Closed hecon5 closed 2 years ago
We have two main approaches we could take for encoding the VBA code modules. They both have pros and cons, and might be better suited as an option to allow the user to decide what is best for their environment.
Option 1: (Current) Modules are exported in UTF-8 BOM, consistent with every other export file in the project. This fully supports localized encodings and correctly represents the content in virtually all version control systems with the universal UTF-8 encoding. The BOM header ensures that VCS programs "guess correctly" when it comes to detecting the content type, especially when using localized codepages. The drawback is that if you drag and drop the file into a VBA Project, the UTF-8 BOM comes through as a syntax error in the imported module.
Option 2: Modules are exported without the UTF-8 BOM, if they do not contain any extended characters. This would fully support drag-and-drop from the file system to a VBA Project without any subsequent compile errors. (More closely mirroring the format used when native exporting the VBE component.) However, if Unicode content was added to the file, it would not import correctly in a drag and drop operation since the file would not be converted from UTF-8 to the local codepage. This approach would probably work well in English environments where extended characters are rarely used, and drag-and-drop import is a preferred approach for building a project from template files.
Note that with Option 1 you can still drag-and-drop the source file to the source folder of the target project, and it will import correctly on the next build/merge, but this is probably not quite as seamless as dropping it right into the VBA project and having the module immediately available for use.
After extended discussions on the UTF-8 encoding topic with a number of International participants, (see #154 and related issues) I think Option 1 is still the generally preferred default, but I am open to an enhancement to add Option 2 as an optional setting if there is sufficient interest.
Is there an Option 3: hybridized version of each?
Add (ugh) two options?
Not even sure if that's viable with extended characters. Don't want drag/drop to be corrupt, and don't want extended characters to be lost when they exist, either. Can one read UTF-8 files without BOMs that have extended characters (VS Code, etc.)? My limited testing (on my locale) indicates you can.
The downside of having an option is that users (myself included) will invariably add one inadvertently and break things.
Feel like we've discussed this, but then I go ahead and find another edge case...
That said, with the speed of compile, once merge works, I think Option 1 (as-is) would be the way to go; the reason I am even encountering this is to do that now requires a fairly long time waiting for linking of tables to complete vice removing BOM and dragging in.
Do we know how drag-and-drop works with International environments? What file types are they encoded in? Perhaps knowing this will help figure out if there's a way we're not seeing.
If the IDE can handle international file import without issue, then perhaps we could copy that version.

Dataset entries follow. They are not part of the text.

Issue #354, opened 2016-07-12
Debug flag to visualize tile boundaries


bcamper:
It would be useful to be able to visualize tile boundaries consistently. We often use the `tile_edges: true` flag for this when drawing land or water layers, but this both requires polygon geometry to be present in the source data covering the tile boundaries, and for additional `draw` blocks to add `lines`. We've also looked at highlighting Leaflet `<div>`s, but they do not follow Tangram's zoom conventions and so they are not an accurate depiction of the currently visible Tangram tiles.

This debug should just be built into the library. The most straightforward way to do this is probably to generate a simple GL quad geometry for each tile using `GL_LINES`, and include it in the tile rendering process. I believe this is similar to the technique used in ES - @karimnaaji? Note that we aren't actually using `GL_LINES` anywhere else in our render process, though the `VBOMesh` class was written with this use case in mind; it' possible some clean-up is needed to get it up to speed. Another option would be to actually tesselate polylines for the tile boundaries, like we do for other lines.

Because tiles are rendered with meshes grouped *by style* rather than all in one render call, we may need to add an additional call for this type of tile-wide drawing/debugging, somewhere in the main [tile draw loop](https://github.com/tangrams/tangram/blob/master/src/scene.js#L518).

nvkelso:
+1

karimnaaji:
We have two ways to draw debug on -es:

1. Screen space polygons called [primitives](https://github.com/tangrams/tangram-es/blob/master/core/src/gl/primitives.cpp) using immediate rendering mode available with `glVertexAttribPointer` available on Opengl ES. It uses client side buffer data instead of a buffered vbo, it's faster to implement (no need of setting up vbos/vaos) but much slower on rendering, so it's a good fit for debug. I doubt that WebGL has something similar since client data is more protected but would be worth looking at. Otherwise everything is drawn using `GL_LINES` like mentioned. Those are not rendered in the tile drawing process and are used for labels, debug stats.
2. Regular meshes drawn with `GL_LINES` for tile boundaries where each geometry is the 4 corners of a tile. Those are drawn in the tile drawing process.

bcamper:
Ah, yeah there's no "client data" in WebGL. Making regular meshes with `GL_LINES` is probably going to be the simplest (will use existing code and fit into the rendering pipeline cleanly).

bcamper:
Here are some notes on a couple possible paths:

**1. Hook into the existing tile building pipeline**
[...]

PR #675, opened 2018-09-19
make tile available in source transform function

meetar:
This makes per-tile data transformations possible, including debugging data. For example, this creates a polygon at the tile boundaries, named for its source tile:

```javascript
transform: |
    function(data) {
        t = this.tile;
        c = Tangram.debug.Geo.metersToLatLng;
        min = c([t.min.x, t.min.y]);
        max = c([t.max.x, t.max.y]);
        return {
            type: 'FeatureCollection',
            features: [{
                type: 'Feature',
                geometry: {
                    type: 'Polygon',
                    coordinates: [[
                        [min[0], min[1]], [max[0], min[1]],
                        [max[0], max[1]], [min[0], max[1]],
                        [min[0], min[1]]
                    ]]
                },
                properties: {
                    name: this.tile.coords.key
                }
            }]
        };
    }
```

The issue there is that drag and drop uses the current system encoding. That works great for importing and exporting, but doesn't play so well with version control systems that are used to handling everything in UTF-8. You have cases where an autodetect guesses wrong and it comes out unreadable, or breaks the internal diffing tools. When files are shared across systems that have different locale settings you have another level of things that break. 😄 UTF-8 is hands down, the best universal format that works just about anywhere, and is a great fit for the source code at rest.
The VBA IDE is the exception, obviously, because it was established long before UTF-8 was the standard and it just hasn't made the transition yet. The Option 2 described above, works because Unicode is backwards compatible with non-extended ASCII, meaning they share the same characters for those low ranges. That's why you can drop a UTF-8 file into the VBE and it comes in at all. It just doesn't work with extended or Unicode characters. With the typical VBA code module that doesn't include anything special on the character side, you can get away with just skipping the BOM and then you get the best of both worlds. UTF-8 compatibility and drag-and-drop support. That perfect world starts coming apart though, as soon as you introduce extended characters. (Which are very definitely used by many Access developers, especially on the International side.)

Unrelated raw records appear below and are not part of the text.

PR #1087, opened 2021-12-31
OP-737 make month values match better

dbmalkovsky:
See OP-737


mwithi (changes requested):
Good fix! Anyway it is not the only place where `JMonthChooser` is used in the gui, can you apply also to other cases?

dbmalkovsky:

After looking into writing the feature for this, the complexity to properly handle the various components outweighs the occasional use, IMHO. Since you can simply open the file and save as UTF-8 W/O BOM or other encoding (a literal button click when using VSCode or similar) and drop it in, I don't think there's a need for the feature, so I'm closing this.
I'm noticing when I plop in a module (drag-drop from Explorer into IDE) or Import>File, if I import a file with
UTF-8 w/BOM
encoding, it doesn't correctly import and grab the correct module name. However, when I reencode as plain 'oleUTF-8
, it works fine. I don't even need to remove the BOM at the start.I don't know how to best address this, because the encoding is required for many of the modules, especially where we need to import non-standard symbols.
I also know this issue is consistently gone back and forth on.
I don't suppose there's a way to detect if the file needs to be re-encoded into
UTF-8w/BOM
, a'la RubberDuck @folder notation?We could add a header bit in a comment preamble to flag encoding, so drag-drop and Add-In import/export works identically?